TITLE 74: PUBLIC FINANCE
CHAPTER V: TREASURER
PART 760 REVISED UNIFORM UNCLAIMED PROPERTY ACT
SECTION 760.200 TAX-DEFERRED AND TAX-EXEMPT ACCOUNTS


 

Section 760.200  Tax-Deferred and Tax-Exempt Accounts

 

a)         Sections 15-202 and 15-203 of the Act indicate when "tax deferred" and "tax exempt" accounts are presumptively abandoned. Section 15-202 prescribes the rules for tax deferred and tax exempt retirement accounts and Section 15-203 prescribes the rules for other tax deferred accounts.
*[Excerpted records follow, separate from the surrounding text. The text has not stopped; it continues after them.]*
PR #26581, opened 2026-02-27
feat(text-editor): Add devtools initialization to app setup

Josmithr:
Also refactors container creation/load logic to deduplicate some boilerplate.

image


examples/data-objects/text-editor/src/app.tsx
```diff
@@ -106,55 +155,66 @@ async function initFluid(): Promise<DualUserViews> {
...
+		client2,
+		containerId,
+	);
+	const user2Container = container2;
+	const user2View = treeView2;
+
+	console.log(`User 2 connected to document: ${containerId}`);
+
+	// Initialize Devtools
+	initializeDevtools({
```
CraigMacomber, line 196: does having this result in any non trivial performance overhead when processing ops? If so, we probably want to disable it in production builds which we use for perf testing.

Josmithr: It shouldn't by default. You have to explicitly opt into op-related telemetry. And data visualization requests are on demand by the extension. But it also wouldn't hurt to make devtools be predicated on presence/absence of an environment variable or something. What flag does the performance testing look for?

examples/data-objects/text-editor/src/app.tsx
```diff
@@ -79,18 +81,65 @@ interface DualUserViews {
 	containerId: string;
 }
 
+async function createAndAttachNewContainer(client: AzureClient): Promise<{
+	container: IFluidContainer;
+	containerId: string;
+	treeView: TreeView<typeof TextEditorRoot>;
+}> {
+	const { container } = await client.createContainer(containerSchema, "2");
```
CraigMacomber, line 93: I know it was this way before your change, but an undocumented "2" is a pretty odd choice of magic string. seems like using a `const containerName = "text demo";` or something like that might make more sense.

Josmithr: This isn't the container name, it's the compatibility mode.

Josmithr: https://fluidframework.com/docs/api/fluid-static/compatibilitymode-typealias

examples/data-objects/text-editor/src/app.tsx
```diff
@@ -79,18 +81,65 @@ interface DualUserViews {
...
+
+	const treeView = container.initialObjects.tree.viewWith(treeConfig);
```
CraigMacomber, line 95: Did you add a way to make a container with a root tree instead of the full containerSchema and initialObjects thing? Maybe not this PR, but would be nice to not have the extra cruft wrapping our tree.

Josmithr: The API for that is currently internal, and the general consensus was that it wasn't what we wanted long-term. We could use it, but it would make the code less useful as an example.

examples/data-objects/text-editor/src/app.tsx
CraigMacomber: And that's what I get for reading code without inteliSense.

Josmithr: Also a downside of magic strings in general. IMO, the `createContainer` API would be better if it took its arguments as a property bag so these values could be labeled.

examples/data-objects/text-editor/src/app.tsx
```diff
@@ -106,55 +155,66 @@ async function initFluid(): Promise<DualUserViews> {
 		containerId = rawContainerId;
 		console.log(`Loading document for both users: ${containerId}`);
 
-		const { container: container1 } = await client1.getContainer(
+		// User 1 connects to existing document
+		const { container: container1, treeView: treeView1 } = await loadExistingContainer(
```
CraigMacomber: I believe you can use de-structuring directly if you use () to make it an expression.

```
({ container: user1Container, treeView: user1View } = await loadExistingContainer(client1, containerId ));
```

CraigMacomber: Same below

examples/data-objects/text-editor/src/app.tsx
CraigMacomber: I don't mean performance tests/benchmarks. I mean developers running the app with a production webpack bundle and measuring the performance in the browser.

If you did want to disable this in production builds, there are two approaches: doing it dynamically (for example by checking nonProductionConditionalsIncluded) or if you wanted to save bundle size and not include the code in production builds, we would need a new API, expose skipInProduction, or kludge it into a debugAssert callback.

CraigMacomber: This sounds fins as is though. If there is overhead, it will show up and we can deal with it then.

examples/data-objects/text-editor/src/app.tsx
CraigMacomber: Someday we need to have an API we like it when people use it, but today is not that day.

examples/data-objects/text-editor/src/app.tsx
Josmithr: I forgot that syntax was an option! Good call. Updated.

CraigMacomber (approved):

CraigMacomber (approved):

PR #26583, opened 2026-02-27
test: increase ReconnectFarm timeout from 30s to 60s

frankmueller-msft:
## Summary

Increases the timeout for the `ReconnectFarm` stress tests from 30s to 60s. These tests run randomized merge-tree operations with reconnection and can intermittently exceed the 30s timeout on CI machines under load, causing flaky `Timeout of 30000ms exceeded` failures.

Observed in build 379358: `MergeTree.Client > ReconnectFarm_2_0` timed out with 1554 other tests passing.

## Coverage audit

No change to what the test validates — same operations, same assertions, same seed-based determinism. Only the timeout threshold changed.

## Test plan

- [x] Change is a single constant: `30 * 1000` → `60 * 1000`

### DIFF
--- a/packages/dds/merge-tree/src/test/client.reconnectFarm.spec.ts
+++ b/packages/dds/merge-tree/src/test/client.reconnectFarm.spec.ts
@@ -120,7 +120,7 @@ function runReconnectFarmTests(opts: IReconnectFarmConfig, extraSeed?: number): 
 				testOpts,
 				applyMessagesWithReconnect,
 			);
-		}).timeout(30 * 1000);
+		}).timeout(60 * 1000);
 	});
 }
 


anthony-murphy:
what is the impetus for this change? I'm not aware of these tests being flaky in the PR build or CI? is there any associated issue? In general, i don't like just increasing timeouts, as it can lead to performance regression over time.

i managed to find [379358](https://dev.azure.com/fluidframework/public/_build/results?buildId=379358&view=results), but that is a topic branch run, not a run on main. i think we need more evidence that this is all a net good, before we make changes. I worry that our build machines are under resourced for the parallelism, and we are trading time for stability, which is not a good trade off.

frankmueller-msft:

These rules for tax deferred and tax exempt accounts generally have longer periods of abandonment than accounts covered by Section 15-201 of the Act.

 

b)         A Roth IRA is covered under Section 15-202.

 

c)         In some cases, federal law, specifically ERISA (29 U.S.C. 1001 et seq.), may preempt the Act and prevent reporting and remitting retirement accounts or other property representing a retirement plan asset that would otherwise be reportable under the Act. Concerning ERISA preemption and unclaimed property statutes, see Commonwealth Edison Co. v. Vega, 174 F.3d 870 (7th Cir. 1999). Nonqualified, government and church plans are not subject to an ERISA preemption, nor are uncashed plan distribution checks issued by a qualified plan that lacks, or has failed to exercise, a forfeiture or other reversionary interest.

 

d)         If a holder is uncertain whether an account qualifies as tax deferred or tax exempt under the Act (i.e., whether the account is covered by Section 15-201 or by Sections 15-202 and 15-203), whether ERISA preempts the Act for a retirement account, or whether an account is covered by Section 15-202 or Section 15-203, the holder may specifically identify the property in a report filed with the administrator or give express notice to the administrator of a potential dispute regarding the property. Specifically identifying the property in a report or providing express notice to the administrator both ensures that the property will be covered by the limitations period of Section 15-610 of the Act and demonstrates that the holder is attempting to comply with the Act in good faith and without negligence. Specifically identifying the property in a report filed with the administrator indicating that the property is not being remitted because ERISA preemption allows a holder to satisfy both its fiduciary obligation under ERISA, which would generally prohibit remitting the property to the administrator, and any obligation under the Act.

 

e)         Pursuant to Section 15-405 of the Act (property reportable and payable or deliverable absent owner demand provision) and Section 15-610(a) of the Act (anti-limitations provision) a nonqualified plan or plan not otherwise subject to preemption under ERISA is prohibited from forfeiting an account or other property.

 

f)         The administrator will accept missing participants' account balances reported and remitted by an ERISA plan fiduciary for a terminated defined contribution plan. See United States Department of Labor Field Assistance Bulletin No. 2014-01 (available at www.dol.gov/agencies/ebsa/employers-and-advisers/guidance/field-assistance-bulletins), which indicates that, despite the ERISA preemption for ongoing plans, a plan fiduciary may report and remit "missing participants' account balances under a state's unclaimed property statute to complete the plan termination process".